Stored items
PR #159, opened 2017-01-25
[WIP] - Add compatibility on elastic search 2.x

tomas-stefano:
With elastic 2.0 is not allowed anymore to pass the field _id on the document.
So the first thing we notice when try to index firms was the error on
elastic search:

```
MapperParsingException[Field [_id] is a metadata field and cannot be added
inside a document. Use the index API request parameters.]
```

Since we can pass the id on the resource path when you're creating
the documents **one by one** and **not on bulk** then removing
from source and parsing from the root node makes elastic works in
the same way as before.

## Aditional improvement

In order to facilitate the development of this feature, It was added logs in debug mode every time the app makes a request to elastic search and leave there for the same reason.

### DIFF
--- a/app/serializers/firm_serializer.rb
+++ b/app/serializers/firm_serializer.rb
@@ -1,8 +1,7 @@
 class FirmSerializer < ActiveModel::Serializer
   self.root = false
 
-  attributes :_id,
-    :registered_name,
+  attributes :registered_name,
     :postcode_searchable,
     :telephone_number,
     :website_address,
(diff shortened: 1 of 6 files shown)


paulanthonywilson:
@tomas-stefano This is about a year old. Is it still relevant?

tomas-stefano:
Sorry, on the midst of notifications I lost this one. So this was an first step on trying to update elastic search on rad. I will close this PR.

paulanthonywilson:
👍 I think I'll take 30 minutes to get rid of some of these abandoned remote branches too.

PR #161, opened 2017-02-17
When sort node is nil returns 0 for closest adviser

tomas-stefano:
Elastic search don't return the sort node when findin by
firms/:id only by search all /firms/_search url.
Since both request are using the firm result, we need to
add a little flexibility on this particular node.

I included on the same commit the attribute writer for
closest adviser. This makes possible for some other place
I set the closest adviser (when a user passing the distance for example)

This is related to https://github.com/moneyadviceservice/rad_consumer/pull/316


Tr4pSt3R:
👍

jongilbraith:
👍

PR #163, opened 2017-05-25
adds CSV renderer for Adviser objs

Tr4pSt3R:
Supports this ticket: https://github.com/moneyadviceservice/rad/pull/406

---
This change is [Reviewable](https://reviewable.io/reviews/moneyadviceservice/mas-rad_core/163)

### DIFF
--- a/app/models/adviser.rb
+++ b/app/models/adviser.rb
@@ -1,3 +1,5 @@
+require 'csv'
+
 class Adviser < ActiveRecord::Base
   include Geocodable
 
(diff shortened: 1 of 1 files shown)


willhall88:
any tests to support this code?

Tr4pSt3R:
@willhall88 there's a test here: https://github.com/moneyadviceservice/rad/blob/8070-advisors_list_export/spec/features/admin/export_advisers_list_spec.rb#L100

With that being said maybe I should add a unit test for this method. I shall do so.

tomas-stefano:
Second thought on that. Since this is only on the admin I would create a simple Ruby class on rad admin instead of moving to the model.

Just a fake example:

```ruby
class AdvisersListCsv
   def initialize(advisers)
      @advisers = advisers
   end

def self.to_csv(_ = {})
     CSV.generate do |csv|
        csv << ['Ref. Number', 'Name', 'Firm']
 
        @advisers.each do |adviser|
          csv << [adviser.reference_number, adviser.name, adviser.firm.registered_name]
        end
     end
   end
end
```

And then on controller you can pass this object to respond_with using the Responders feature.

I would close this issue and moving the code to the rad admin.

Tr4pSt3R:
Moving the implementation from here to the RAD repo.

PR #164, opened 2017-11-23
[DEV APPROVED] Upgrade rails version (4.2.10)

osharpe:
TP 8702 https://moneyadviceservice.tpondemand.com/entity/8702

What is required
Return exactly the lines from the one containing "[DEV APPROVED] Upgrade rails version (4.2.10)" through the last line of the records above, both included, and nothing else.

Solution to the exercise
[DEV APPROVED] Upgrade rails version (4.2.10)

osharpe:
TP 8702 https://moneyadviceservice.tpondemand.com/entity/8702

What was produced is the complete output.